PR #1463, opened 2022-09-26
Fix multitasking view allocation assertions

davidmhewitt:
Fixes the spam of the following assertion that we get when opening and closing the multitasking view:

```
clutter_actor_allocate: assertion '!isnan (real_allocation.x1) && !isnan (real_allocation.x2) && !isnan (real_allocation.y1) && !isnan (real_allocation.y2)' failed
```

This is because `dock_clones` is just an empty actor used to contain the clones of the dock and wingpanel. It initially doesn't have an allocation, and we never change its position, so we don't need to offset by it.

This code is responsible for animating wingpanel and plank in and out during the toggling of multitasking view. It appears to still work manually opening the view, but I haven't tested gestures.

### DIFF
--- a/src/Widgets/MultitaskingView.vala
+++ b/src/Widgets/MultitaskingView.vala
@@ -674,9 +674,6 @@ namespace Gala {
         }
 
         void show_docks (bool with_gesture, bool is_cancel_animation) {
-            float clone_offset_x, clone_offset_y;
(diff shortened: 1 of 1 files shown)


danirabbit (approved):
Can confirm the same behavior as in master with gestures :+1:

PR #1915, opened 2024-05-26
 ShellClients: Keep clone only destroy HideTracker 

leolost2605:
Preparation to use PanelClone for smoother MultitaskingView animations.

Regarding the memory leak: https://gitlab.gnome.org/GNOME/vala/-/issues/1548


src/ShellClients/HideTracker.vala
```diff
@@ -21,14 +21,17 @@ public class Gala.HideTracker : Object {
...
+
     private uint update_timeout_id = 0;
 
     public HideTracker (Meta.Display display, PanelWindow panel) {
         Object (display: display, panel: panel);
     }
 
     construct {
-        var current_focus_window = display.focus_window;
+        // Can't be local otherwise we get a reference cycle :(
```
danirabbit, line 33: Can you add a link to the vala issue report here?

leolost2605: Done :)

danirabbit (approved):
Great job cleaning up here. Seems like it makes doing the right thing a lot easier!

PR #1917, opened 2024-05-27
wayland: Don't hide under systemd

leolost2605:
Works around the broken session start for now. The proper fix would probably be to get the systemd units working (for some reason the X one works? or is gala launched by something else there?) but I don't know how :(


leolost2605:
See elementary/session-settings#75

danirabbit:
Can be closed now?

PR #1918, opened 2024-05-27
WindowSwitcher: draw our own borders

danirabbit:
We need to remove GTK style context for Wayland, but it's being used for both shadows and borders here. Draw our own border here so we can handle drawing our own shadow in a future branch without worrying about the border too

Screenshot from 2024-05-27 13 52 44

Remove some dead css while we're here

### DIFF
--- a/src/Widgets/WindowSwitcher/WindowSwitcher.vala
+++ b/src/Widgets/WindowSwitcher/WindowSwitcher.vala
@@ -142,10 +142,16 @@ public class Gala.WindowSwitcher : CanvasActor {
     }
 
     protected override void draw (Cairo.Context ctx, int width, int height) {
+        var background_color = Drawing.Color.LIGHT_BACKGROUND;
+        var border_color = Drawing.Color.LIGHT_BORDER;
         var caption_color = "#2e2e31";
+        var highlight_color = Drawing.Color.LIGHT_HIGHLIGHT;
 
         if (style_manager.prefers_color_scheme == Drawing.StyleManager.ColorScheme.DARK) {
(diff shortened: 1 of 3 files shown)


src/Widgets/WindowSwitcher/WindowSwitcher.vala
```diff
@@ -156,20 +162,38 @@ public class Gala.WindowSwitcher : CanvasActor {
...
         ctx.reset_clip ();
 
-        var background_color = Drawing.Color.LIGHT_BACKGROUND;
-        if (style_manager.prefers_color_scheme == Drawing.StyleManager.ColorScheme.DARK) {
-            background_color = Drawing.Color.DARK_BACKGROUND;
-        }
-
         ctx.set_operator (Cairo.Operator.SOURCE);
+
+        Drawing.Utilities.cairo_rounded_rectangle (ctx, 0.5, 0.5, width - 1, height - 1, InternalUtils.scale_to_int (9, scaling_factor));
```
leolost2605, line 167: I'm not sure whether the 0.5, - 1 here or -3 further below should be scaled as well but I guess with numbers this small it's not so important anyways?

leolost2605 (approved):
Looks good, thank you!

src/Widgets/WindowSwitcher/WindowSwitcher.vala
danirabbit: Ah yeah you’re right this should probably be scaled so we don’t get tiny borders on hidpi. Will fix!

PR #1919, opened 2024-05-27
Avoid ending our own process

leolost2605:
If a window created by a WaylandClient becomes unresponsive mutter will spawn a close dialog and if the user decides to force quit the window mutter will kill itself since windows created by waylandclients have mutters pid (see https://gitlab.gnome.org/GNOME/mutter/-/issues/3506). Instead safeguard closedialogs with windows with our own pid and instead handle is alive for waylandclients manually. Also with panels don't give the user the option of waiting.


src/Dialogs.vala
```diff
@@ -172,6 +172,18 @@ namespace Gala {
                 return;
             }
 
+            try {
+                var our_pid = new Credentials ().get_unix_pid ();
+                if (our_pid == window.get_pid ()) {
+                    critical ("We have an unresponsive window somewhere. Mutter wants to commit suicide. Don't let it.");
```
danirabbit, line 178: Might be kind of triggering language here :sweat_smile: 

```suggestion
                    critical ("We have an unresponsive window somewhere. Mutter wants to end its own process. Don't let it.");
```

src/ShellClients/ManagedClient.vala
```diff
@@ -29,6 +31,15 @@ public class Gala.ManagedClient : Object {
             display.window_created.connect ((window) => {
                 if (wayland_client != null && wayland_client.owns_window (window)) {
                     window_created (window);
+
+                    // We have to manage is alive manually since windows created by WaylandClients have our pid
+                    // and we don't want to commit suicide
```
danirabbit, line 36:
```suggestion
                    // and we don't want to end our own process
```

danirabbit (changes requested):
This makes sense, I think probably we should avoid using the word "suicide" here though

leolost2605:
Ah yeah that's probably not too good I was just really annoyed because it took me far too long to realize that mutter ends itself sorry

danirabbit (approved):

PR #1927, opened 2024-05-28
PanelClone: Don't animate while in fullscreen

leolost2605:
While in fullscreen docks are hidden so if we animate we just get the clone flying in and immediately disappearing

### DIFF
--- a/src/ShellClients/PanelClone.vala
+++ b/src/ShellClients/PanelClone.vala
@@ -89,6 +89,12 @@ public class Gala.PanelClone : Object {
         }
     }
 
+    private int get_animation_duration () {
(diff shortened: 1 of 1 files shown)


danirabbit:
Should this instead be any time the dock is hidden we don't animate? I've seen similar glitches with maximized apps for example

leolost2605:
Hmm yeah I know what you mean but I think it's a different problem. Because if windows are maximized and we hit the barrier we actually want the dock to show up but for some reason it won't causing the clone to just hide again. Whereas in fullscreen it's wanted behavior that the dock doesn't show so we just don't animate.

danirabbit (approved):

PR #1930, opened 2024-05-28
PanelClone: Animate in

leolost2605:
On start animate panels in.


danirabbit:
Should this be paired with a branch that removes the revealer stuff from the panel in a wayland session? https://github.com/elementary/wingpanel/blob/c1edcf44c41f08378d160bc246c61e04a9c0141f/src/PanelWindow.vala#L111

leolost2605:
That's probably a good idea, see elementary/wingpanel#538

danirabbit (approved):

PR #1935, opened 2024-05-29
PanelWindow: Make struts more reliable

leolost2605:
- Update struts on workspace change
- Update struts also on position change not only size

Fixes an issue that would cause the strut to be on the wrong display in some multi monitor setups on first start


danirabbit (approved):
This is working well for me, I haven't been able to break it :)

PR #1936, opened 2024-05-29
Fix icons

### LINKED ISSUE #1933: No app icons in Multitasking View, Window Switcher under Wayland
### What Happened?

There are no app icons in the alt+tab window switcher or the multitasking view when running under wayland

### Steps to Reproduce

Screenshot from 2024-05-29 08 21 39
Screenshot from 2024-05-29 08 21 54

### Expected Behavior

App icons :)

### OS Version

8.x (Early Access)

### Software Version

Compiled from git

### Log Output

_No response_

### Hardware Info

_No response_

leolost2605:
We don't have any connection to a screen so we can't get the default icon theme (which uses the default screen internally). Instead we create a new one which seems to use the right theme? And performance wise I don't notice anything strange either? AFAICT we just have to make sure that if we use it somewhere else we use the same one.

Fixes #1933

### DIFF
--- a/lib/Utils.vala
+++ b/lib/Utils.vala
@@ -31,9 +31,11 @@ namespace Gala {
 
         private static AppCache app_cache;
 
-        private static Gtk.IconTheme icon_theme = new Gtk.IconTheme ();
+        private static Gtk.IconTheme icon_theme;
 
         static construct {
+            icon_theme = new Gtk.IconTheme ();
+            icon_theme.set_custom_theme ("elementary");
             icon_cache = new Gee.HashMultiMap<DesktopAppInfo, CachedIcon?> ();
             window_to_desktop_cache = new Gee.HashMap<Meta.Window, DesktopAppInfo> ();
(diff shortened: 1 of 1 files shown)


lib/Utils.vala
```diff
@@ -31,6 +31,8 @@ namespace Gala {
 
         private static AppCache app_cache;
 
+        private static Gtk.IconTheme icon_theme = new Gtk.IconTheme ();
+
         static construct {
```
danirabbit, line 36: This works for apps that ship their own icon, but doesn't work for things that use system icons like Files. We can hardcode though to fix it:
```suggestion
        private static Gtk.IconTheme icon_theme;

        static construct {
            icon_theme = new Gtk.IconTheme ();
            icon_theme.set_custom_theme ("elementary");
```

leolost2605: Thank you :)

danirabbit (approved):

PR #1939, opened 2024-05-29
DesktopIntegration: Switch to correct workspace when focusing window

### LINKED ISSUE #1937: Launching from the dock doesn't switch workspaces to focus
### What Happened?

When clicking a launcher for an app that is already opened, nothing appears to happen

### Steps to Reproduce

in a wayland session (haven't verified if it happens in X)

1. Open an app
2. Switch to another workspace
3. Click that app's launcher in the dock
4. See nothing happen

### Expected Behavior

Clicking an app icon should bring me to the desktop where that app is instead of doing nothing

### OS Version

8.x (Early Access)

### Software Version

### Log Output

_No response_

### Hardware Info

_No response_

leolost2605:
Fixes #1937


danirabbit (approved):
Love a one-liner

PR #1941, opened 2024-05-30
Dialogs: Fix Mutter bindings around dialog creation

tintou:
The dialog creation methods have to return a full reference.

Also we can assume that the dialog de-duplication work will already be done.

- **Problem requirements**:
Exactly as written, repeat each line from the beginning of the data above to the line containing "Preparation to use", inclusive.

- **Output**:
PR #1463, opened 2022-09-26
Fix multitasking view allocation assertions

davidmhewitt:
Fixes the spam of the following assertion that we get when opening and closing the multitasking view:

```
clutter_actor_allocate: assertion '!isnan (real_allocation.x1) && !isnan (real_allocation.x2) && !isnan (real_allocation.y1) && !isnan (real_allocation.y2)' failed
```

This is because `dock_clones` is just an empty actor used to contain the clones of the dock and wingpanel. It initially doesn't have an allocation, and we never change its position, so we don't need to offset by it.

This code is responsible for animating wingpanel and plank in and out during the toggling of multitasking view. It appears to still work manually opening the view, but I haven't tested gestures.

### DIFF
--- a/src/Widgets/MultitaskingView.vala
+++ b/src/Widgets/MultitaskingView.vala
@@ -674,9 +674,6 @@ namespace Gala {
         }
 
         void show_docks (bool with_gesture, bool is_cancel_animation) {
-            float clone_offset_x, clone_offset_y;
(diff shortened: 1 of 1 files shown)


danirabbit (approved):
Can confirm the same behavior as in master with gestures :+1:

PR #1915, opened 2024-05-26
 ShellClients: Keep clone only destroy HideTracker 

leolost2605:
Preparation to use PanelClone for smoother MultitaskingView animations.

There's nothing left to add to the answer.